Article 6. Entitlement to compensation for paid leave upon termination of a contract. The Committee notes that under section 130 of the Labour Code in force, compensation for paid leave may be granted to a worker unable to benefit from annual leave before the termination of the contract. It nevertheless notes that the Bill for revising the Labour Code does not take up this provision. The Committee requests the Government to indicate any measures taken or envisaged to ensure that the Labour Code, in its revised version, will provide for compensation for workers who terminate their employment relationship before having taken leave.
Furthermore, the Committee notes the Government’s statement that it does not consider the ratification of the Holidays with Pay Convention (Revised), 1970 (No. 132), to be a priority. It nevertheless feels bound to recall the decision of the ILO Governing Body, which considered that the Holidays with Pay Convention, 1936 (No. 52), and the Holidays with Pay (Agriculture) Convention, 1952 (No. 101), were obsolete. It invited the States parties to both these Conventions to ratify Convention No. 132 because despite the fact that it is not fully up to date, it remains relevant in certain respects. The Committee requests the Government to keep the Office informed of any decision it might take to ratify Convention No. 132.

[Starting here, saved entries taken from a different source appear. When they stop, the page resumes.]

PR #11125, opened 2020-01-15
Proposal: Remove explicit definition of database platform in Spring configuration

murdos:
See https://github.com/spring-projects/spring-boot/wiki/Spring-Boot-2.2-Release-Notes : 
>  Spring Boot now lets Hibernate chose the dialect to use rather than applying a default dialect based on the detected database. If you are interested by this feature, please make sure you don’t specify the database platform explicitly (i.e. via spring.jpa.database or spring.jpa.database-platform).

> If you had a dialect configured previously, you may want to remove your customization.

I only kept the dialects that have been overridden in jhipster framework.

### DIFF
--- a/generators/server/templates/src/main/resources/config/application-dev.yml.ejs
+++ b/generators/server/templates/src/main/resources/config/application-dev.yml.ejs
@@ -143,29 +143,10 @@ spring:
             enabled: false
     <%_ } _%>
     jpa:
-        <%_ if (devDatabaseType === 'mysql') { _%>
-        database-platform: org.hibernate.dialect.MySQL8Dialect
-        <%_ } else if (devDatabaseType === 'mariadb') { _%>
-        database-platform: org.hibernate.dialect.MariaDB103Dialect
-        <%_ } else if (devDatabaseType === 'postgresql') { _%>
+        <%_ if (devDatabaseType === 'postgresql') { _%>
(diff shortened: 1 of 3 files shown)


generators/server/templates/src/main/resources/config/application-dev.yml.ejs
```diff
@@ -143,30 +143,11 @@ spring:
...
-        <%_ if (devDatabaseType === 'mysql' || devDatabaseType === 'mariadb') { _%>
-        database: MYSQL
-        <%_ } else if (devDatabaseType === 'postgresql') { _%>
-        database: POSTGRESQL
-        <%_ } else if (devDatabaseType === 'oracle') { _%>
-        database: ORACLE
-        <%_ } else if (devDatabaseType === 'mssql') { _%>
-        database: SQL_SERVER
-        <%_ } else { _%>
-        database: H2
```
hdurix: Could this be also removed from `test/application.yml`?

DanielFran: Not sure it is possible, because we might have a different database in dev and prod

murdos: @hdurix : good catch. I'll remove the `spring.jpa.database` entry too

DanielFran: Forget, a esse thinking about main/application.yml 🤪😅

PR #11134, opened 2020-01-17
Fix app loading other generators not from blueprint

cmyker:
So after this PR #10752 merge possibility to override app generator was introduced. But if one wants to override in addition to it, for example, server - it is not possible, since all calls similar to _this.composeWith(require.resolve('../server'_, are searching in directory relative to original generator index.js, not blueprint's. This PR solves that issue.

### DIFF
--- a/generators/app/index.js
+++ b/generators/app/index.js
@@ -19,6 +19,7 @@
 /* eslint-disable consistent-return */
 const chalk = require('chalk');
 const _ = require('lodash');
+const path = require('path');
 const BaseBlueprintGenerator = require('../generator-base-blueprint');
 const cleanup = require('../cleanup');
 const prompts = require('./prompts');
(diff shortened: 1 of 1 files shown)


mshima:
I don’t know what problem this patch fixes.
Actually I think this patch will break blueprints that only override app blueprint and don’t override others generators.

cmyker:
Not true, in require.resolve two paths are passed, it will search in blueprint path and if not found in jhipster generator directory

mshima:
Blueprints are loaded at this point:
https://github.com/jhipster/generator-jhipster/blob/12c94a056b9cfac42c4de47b420d7ae08607a743/generators/server/index.js#L63

The bug needs to be confirmed.

cmyker:
How can I assist more?

mshima:
@cmyker the problem here is 'app blueprint fails to load others original generators' or 'app blueprint fails to load others blueprinted generators'?
How to reproduce this bug?
I suggest creating a bug report.

mshima:
Just confirmed this bug, but current PR will conflict with https://github.com/jhipster/generator-jhipster/issues/11142.
Closing in favor of https://github.com/jhipster/generator-jhipster/pull/11153

Thanks @cmyker

mshima:
Fill free to reopen if you think https://github.com/jhipster/generator-jhipster/pull/11153 doesn't fix your issue.

PR #11145, opened 2020-01-19
Prompt for reactive option after app type question

mraible:
As [discussed on the developer mailing list](https://groups.google.com/forum/#!topic/jhipster-dev/Cc20liWwPa8).

Note that this also changes `JHipster UAA server (for microservice OAuth2 authentication)` to `JHipster UAA server`. Are you OK with this change @xetys?


mraible:
@deepu105 If it's not nested, how would you suggest I implement it?

mraible:
OK. Thanks for the explanation @deepu105. I'll merge as-is for now. We can always refactor later.

PR #11164, opened 2020-01-23
use Mono.error instead of throwing in flatmap

atomfrede:
While working on the neo support and trying reactive option idea and sonar pointed out some issues. This fixes 
* Throwing instead of returning a mono in flatmap
*  (sonar) using primitive boolean if statement with boolean objects (for real there won't be a npe but aiming for a A grade in sonar)

### DIFF
--- a/generators/server/templates/src/main/java/package/web/rest/UserResource.java.ejs
+++ b/generators/server/templates/src/main/java/package/web/rest/UserResource.java.ejs
@@ -194,15 +194,15 @@ public class UserResource {
         return userRepository.findOneByLogin(userDTO.getLogin().toLowerCase())
             .hasElement()
             .flatMap(loginExists -> {
-                if (loginExists) {
-                    throw new LoginAlreadyUsedException();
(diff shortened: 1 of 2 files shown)


generators/server/templates/src/main/java/package/web/rest/UserResource.java.ejs
```diff
@@ -251,16 +251,16 @@ public class UserResource {
...
+                    return Mono.error(new EmailAlreadyUsedException());
                 }
                 return userRepository.findOneByLogin(userDTO.getLogin().toLowerCase());
             })
             .filter(user -> !user.getId().equals(userDTO.getId()))
             .hasElement()
             .flatMap(loginExists -> {
-                if (loginExists) {
-                    throw new LoginAlreadyUsedException();
+                if (Boolean.TRUE.loginExists) {
```
cbornet: .equals ?

atomfrede: :man_facepalming: Yes of course

PR #11725, opened 2020-05-07
Skip fake data as default behavior

agaspardcilia:
As mentioned in #10958, I didn't had a lot of information but I guess this was what `Disable fake data by default` meant.

Also, if nobody is having any problem with the argument I've modified, the doc will need to be updated.

### DIFF
--- a/generators/app/index.js
+++ b/generators/app/index.js
@@ -81,9 +81,9 @@ module.exports = class extends BaseBlueprintGenerator {
             defaults: false,
         });
 
-        // This adds support for a `--skip-fake-data` flag
-        this.option('skip-fake-data', {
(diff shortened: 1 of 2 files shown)


murdos:
I was not aware this item was in the v7 roadmap. I don't why it was added, and I don't see a discussion about it in  #10958

I personally disagree with disabling this feature by default. 
While generated fake data are not perfect, and used to have some issues, I think they are useful to populate dev environment with some data.

agaspardcilia:
Alright, I'll put that on draft then.

agaspardcilia:
I thought it was something confirmed, my bad, I'll close that one.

Finally, the Committee draws the Government’s attention to the conclusions of the ILO Tripartite Meeting of Experts on Working-Time Arrangements, held in October 2011, according to which the provisions of existing ILO standards relating to daily and weekly hours of work, weekly rest, paid annual leave, part-time and night work, remain relevant in the twenty-first century, and should be promoted in order to facilitate decent work. The Experts also emphasized the importance of working time, its regulation, and organization and management, to: (a) workers and their health and well-being, including opportunities for balancing working and non-work time; (b) the productivity and competitiveness of enterprises; and (c) effective responses to economic and labour market crises.